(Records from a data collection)
=== Section Start ===
PR #3906, opened 2018-08-22
Replaced duplicate landscape images with unused images

Amazinite:
This PR replaces a few duplicated landscape images with some of the images that are currently not in use. I tried to swap images out with similar looking images as much as possible. In some cases, like replacing the planets with forest landscapes, the newly used image only matches the old image in color as to not conflict with the planet image. Landscape images should still reflect what the planet description says, assuming it says anything at all about the landscape.

With this PR, the only unused non-space non-station images are cities 15, 16, and 17 as well as industrial0. 55 planets still share landscapes among 27 images. 

Unused space and station images still include space 0, 2, 3, and 5 and station 3 and 4, as I didn't look at the space station images with this PR. 30 stations still share landscapes among 10 images.

### DIFF
--- a/data/map.txt
+++ b/data/map.txt
@@ -24252,7 +24252,7 @@ planet "Brass Second"
 
 planet "Bright Echo"
 	attributes saryd tourism urban
-	landscape land/mountain14-sfiera
+	landscape land/dmottl1
 	description `This is the first world that the Saryds colonized outside of their own solar system. Although somewhat colder than their native planet, it developed into a thriving metropolitan world. The original settlers planned out in exacting detail how every part of the planet's land mass should be used, in order to satisfy their aesthetic ideal of blending residential areas with parks and farms. Large areas have also been set aside as undeveloped wilderness.`
 	spaceport `The spaceport is in what, by Saryd standards, is a major city, with scattered skyscrapers surrounded by forests and grassy park land along with smaller dwellings and occasional factories or power plants. The city is built on either side of one of this continent's largest rivers, a few kilometers downstream from a dam and hydroelectric plant. Here, the river cuts through a deep gorge, and the graceful bridges that cross the gorge are often shrouded in mist.`
 	shipyard "Coalition Basics"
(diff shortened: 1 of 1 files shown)


data/map.txt
```diff
@@ -24252,7 +24252,7 @@ planet "Brass Second"
 
 planet "Bright Echo"
 	attributes saryd tourism urban
-	landscape land/dmottl1
+	landscape land/mountain14-sfiera
```
endless-sky: Given that the Saryd settlements are park-like, with buildings nestled among trees rather than filling large clear-cut areas, this particular image doesn't work very well for them.

data/map.txt
```diff
@@ -25396,13 +25396,13 @@ planet "Karek Fornati"
 
 planet "Kasichara Fet"
 	attributes korath
-	landscape land/sky8
+	landscape land/mountain25-spfld
```
endless-sky: You used this image twice (Firelode, above).

data/map.txt
```diff
@@ -25960,7 +25960,7 @@ planet "New Kansas"
 
 planet "New Portland"
 	attributes "dirt belt" farming
-	landscape land/sky3
+	landscape land/mountain19-harro
```
endless-sky: This replacement image doesn't have a reddish-looking sun, which is a key part of the planet's description.

data/map.txt
```diff
@@ -26879,7 +26879,7 @@ planet Thunder
 
 planet "Tik Klai"
 	attributes wanderer research
-	landscape land/badlands2
+	landscape land/desert9-sfiera
```
endless-sky: I usually try to avoid having images with obviously human architecture on non-human planets.

data/map.txt
```diff
@@ -27280,7 +27280,7 @@ planet "Wyvern Station"
 
 planet Zenith
 	attributes pirate "north pirate"
-	landscape land/water4
+	landscape land/sea14-sfiera
```
endless-sky: This image doesn't really match the description of a world with almost no sunlight and small hidden settlements.

Amazinite:
I've reverted the questionable landscapes for now. Will see if I can use the now-unused images to replace other duplicates instead of the ones I did before.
=== Section End ===
*TASK GOAL:*
Lines holding the string "settlements" must be copied out of the entries above.

*EXERCISE SOLUTION:*
endless-sky: Given that the Saryd settlements are park-like, with buildings nestled among trees rather than filling large clear-cut areas, this particular image doesn't work very well for them.
endless-sky: This image doesn't really match the description of a world with almost no sunlight and small hidden settlements.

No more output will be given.